━━━━━ Given data ━━━━━
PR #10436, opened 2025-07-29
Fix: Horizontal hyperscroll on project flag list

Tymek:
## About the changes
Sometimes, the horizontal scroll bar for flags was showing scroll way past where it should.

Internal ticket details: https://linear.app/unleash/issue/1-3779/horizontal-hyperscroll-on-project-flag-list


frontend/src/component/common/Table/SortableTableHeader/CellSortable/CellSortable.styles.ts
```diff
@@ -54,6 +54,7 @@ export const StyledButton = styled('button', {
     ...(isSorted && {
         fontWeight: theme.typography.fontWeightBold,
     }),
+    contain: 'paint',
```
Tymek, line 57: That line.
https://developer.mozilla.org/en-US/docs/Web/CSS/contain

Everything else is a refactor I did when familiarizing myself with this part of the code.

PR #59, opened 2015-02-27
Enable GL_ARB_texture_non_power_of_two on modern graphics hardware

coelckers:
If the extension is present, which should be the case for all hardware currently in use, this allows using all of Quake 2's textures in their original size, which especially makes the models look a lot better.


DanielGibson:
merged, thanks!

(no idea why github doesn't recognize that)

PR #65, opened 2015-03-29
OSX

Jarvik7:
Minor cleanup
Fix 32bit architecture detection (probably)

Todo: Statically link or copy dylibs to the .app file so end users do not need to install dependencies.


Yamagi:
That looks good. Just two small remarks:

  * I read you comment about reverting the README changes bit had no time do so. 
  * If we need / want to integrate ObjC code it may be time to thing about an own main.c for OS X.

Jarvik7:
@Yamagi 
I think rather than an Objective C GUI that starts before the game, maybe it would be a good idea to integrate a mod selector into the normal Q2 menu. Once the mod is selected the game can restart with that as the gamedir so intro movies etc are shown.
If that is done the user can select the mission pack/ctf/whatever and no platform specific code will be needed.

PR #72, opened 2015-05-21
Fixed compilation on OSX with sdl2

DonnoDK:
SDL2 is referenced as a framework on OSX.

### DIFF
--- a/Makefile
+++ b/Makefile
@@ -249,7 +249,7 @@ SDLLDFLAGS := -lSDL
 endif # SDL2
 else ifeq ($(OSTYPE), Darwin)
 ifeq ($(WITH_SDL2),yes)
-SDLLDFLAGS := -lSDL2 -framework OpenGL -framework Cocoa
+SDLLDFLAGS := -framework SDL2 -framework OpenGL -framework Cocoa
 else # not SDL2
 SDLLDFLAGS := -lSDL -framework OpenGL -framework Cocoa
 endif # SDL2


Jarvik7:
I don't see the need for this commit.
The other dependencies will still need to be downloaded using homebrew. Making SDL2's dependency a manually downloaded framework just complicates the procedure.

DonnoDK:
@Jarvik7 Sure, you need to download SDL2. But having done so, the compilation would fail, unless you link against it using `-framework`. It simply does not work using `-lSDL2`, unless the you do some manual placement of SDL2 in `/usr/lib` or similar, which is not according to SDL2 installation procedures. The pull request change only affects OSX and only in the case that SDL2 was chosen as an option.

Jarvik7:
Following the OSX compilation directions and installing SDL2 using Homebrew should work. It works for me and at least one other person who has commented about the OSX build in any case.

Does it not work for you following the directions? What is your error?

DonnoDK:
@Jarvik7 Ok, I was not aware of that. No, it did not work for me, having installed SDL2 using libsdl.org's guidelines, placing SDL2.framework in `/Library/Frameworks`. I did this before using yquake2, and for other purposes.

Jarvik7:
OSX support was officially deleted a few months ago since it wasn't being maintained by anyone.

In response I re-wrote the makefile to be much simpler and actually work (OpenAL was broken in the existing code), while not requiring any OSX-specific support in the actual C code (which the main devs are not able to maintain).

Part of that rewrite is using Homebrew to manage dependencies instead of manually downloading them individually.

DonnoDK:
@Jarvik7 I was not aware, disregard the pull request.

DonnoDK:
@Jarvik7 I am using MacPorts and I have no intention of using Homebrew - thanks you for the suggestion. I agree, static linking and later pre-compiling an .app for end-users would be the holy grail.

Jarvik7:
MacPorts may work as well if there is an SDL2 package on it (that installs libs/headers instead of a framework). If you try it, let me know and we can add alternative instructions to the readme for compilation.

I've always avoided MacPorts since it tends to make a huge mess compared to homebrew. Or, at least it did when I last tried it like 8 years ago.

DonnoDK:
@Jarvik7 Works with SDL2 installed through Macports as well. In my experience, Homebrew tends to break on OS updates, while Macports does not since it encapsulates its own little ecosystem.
━━━━━
━━━━━ Given data ━━━━━
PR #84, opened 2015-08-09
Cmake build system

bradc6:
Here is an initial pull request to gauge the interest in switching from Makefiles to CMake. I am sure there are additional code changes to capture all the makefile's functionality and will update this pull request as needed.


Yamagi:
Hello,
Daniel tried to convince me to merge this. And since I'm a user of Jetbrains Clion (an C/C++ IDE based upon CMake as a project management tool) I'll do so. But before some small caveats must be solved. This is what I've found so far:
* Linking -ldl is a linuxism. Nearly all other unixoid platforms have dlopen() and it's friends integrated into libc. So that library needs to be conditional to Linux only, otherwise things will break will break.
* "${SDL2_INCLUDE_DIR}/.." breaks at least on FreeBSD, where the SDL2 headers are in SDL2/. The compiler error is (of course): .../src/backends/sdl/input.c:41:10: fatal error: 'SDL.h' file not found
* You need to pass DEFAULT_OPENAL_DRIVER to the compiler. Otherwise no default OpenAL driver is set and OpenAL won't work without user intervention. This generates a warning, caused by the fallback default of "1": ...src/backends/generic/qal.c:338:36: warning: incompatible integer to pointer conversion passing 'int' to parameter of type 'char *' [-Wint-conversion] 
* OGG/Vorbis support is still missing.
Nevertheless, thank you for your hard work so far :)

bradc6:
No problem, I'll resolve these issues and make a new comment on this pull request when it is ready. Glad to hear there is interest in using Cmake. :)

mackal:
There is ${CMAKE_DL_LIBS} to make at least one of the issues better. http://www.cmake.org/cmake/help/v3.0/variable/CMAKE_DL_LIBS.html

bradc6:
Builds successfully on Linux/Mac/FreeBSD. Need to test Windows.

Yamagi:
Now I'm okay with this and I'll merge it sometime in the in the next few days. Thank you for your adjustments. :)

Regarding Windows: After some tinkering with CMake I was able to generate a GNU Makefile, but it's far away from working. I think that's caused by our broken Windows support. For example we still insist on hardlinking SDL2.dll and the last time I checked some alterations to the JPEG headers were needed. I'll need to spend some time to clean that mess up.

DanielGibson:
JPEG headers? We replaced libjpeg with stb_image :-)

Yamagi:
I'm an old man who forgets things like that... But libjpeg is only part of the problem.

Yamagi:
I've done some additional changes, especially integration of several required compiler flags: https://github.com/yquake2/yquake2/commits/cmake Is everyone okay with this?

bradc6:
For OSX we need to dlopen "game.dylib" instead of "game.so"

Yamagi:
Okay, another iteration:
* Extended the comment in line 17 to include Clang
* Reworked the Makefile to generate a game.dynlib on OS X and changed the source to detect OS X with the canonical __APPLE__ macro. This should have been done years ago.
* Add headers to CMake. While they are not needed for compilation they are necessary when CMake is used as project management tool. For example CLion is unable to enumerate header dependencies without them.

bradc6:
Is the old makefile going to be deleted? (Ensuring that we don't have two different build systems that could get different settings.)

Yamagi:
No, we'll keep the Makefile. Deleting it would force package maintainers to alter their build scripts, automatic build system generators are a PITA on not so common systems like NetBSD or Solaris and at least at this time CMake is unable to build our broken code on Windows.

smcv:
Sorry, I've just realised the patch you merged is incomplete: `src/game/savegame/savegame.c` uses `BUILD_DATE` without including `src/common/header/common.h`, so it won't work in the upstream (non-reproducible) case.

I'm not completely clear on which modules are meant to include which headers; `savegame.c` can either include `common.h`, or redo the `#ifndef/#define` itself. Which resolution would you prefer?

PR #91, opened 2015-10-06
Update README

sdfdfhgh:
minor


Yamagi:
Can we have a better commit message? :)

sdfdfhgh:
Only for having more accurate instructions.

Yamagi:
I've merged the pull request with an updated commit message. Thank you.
━━━━━
━━━━━ Given data ━━━━━
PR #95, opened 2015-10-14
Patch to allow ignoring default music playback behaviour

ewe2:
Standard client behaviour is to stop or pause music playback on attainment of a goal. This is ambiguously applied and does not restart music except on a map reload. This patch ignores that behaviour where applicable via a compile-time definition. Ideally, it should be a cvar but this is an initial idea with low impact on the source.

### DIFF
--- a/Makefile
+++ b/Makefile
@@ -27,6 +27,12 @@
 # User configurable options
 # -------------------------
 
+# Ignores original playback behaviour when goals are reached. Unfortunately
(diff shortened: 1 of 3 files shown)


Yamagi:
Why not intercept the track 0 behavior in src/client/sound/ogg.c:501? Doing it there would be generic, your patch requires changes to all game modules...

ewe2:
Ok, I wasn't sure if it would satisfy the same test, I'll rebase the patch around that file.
━━━━━
**Problem requirements:**
Each line holding "will" in the records should be copied out.

**Reply to the exercise:**
If that is done the user can select the mission pack/ctf/whatever and no platform specific code will be needed.
The other dependencies will still need to be downloaded using homebrew. Making SDL2's dependency a manually downloaded framework just complicates the procedure.
Here is an initial pull request to gauge the interest in switching from Makefiles to CMake. I am sure there are additional code changes to capture all the makefile's functionality and will update this pull request as needed.
* Linking -ldl is a linuxism. Nearly all other unixoid platforms have dlopen() and it's friends integrated into libc. So that library needs to be conditional to Linux only, otherwise things will break will break.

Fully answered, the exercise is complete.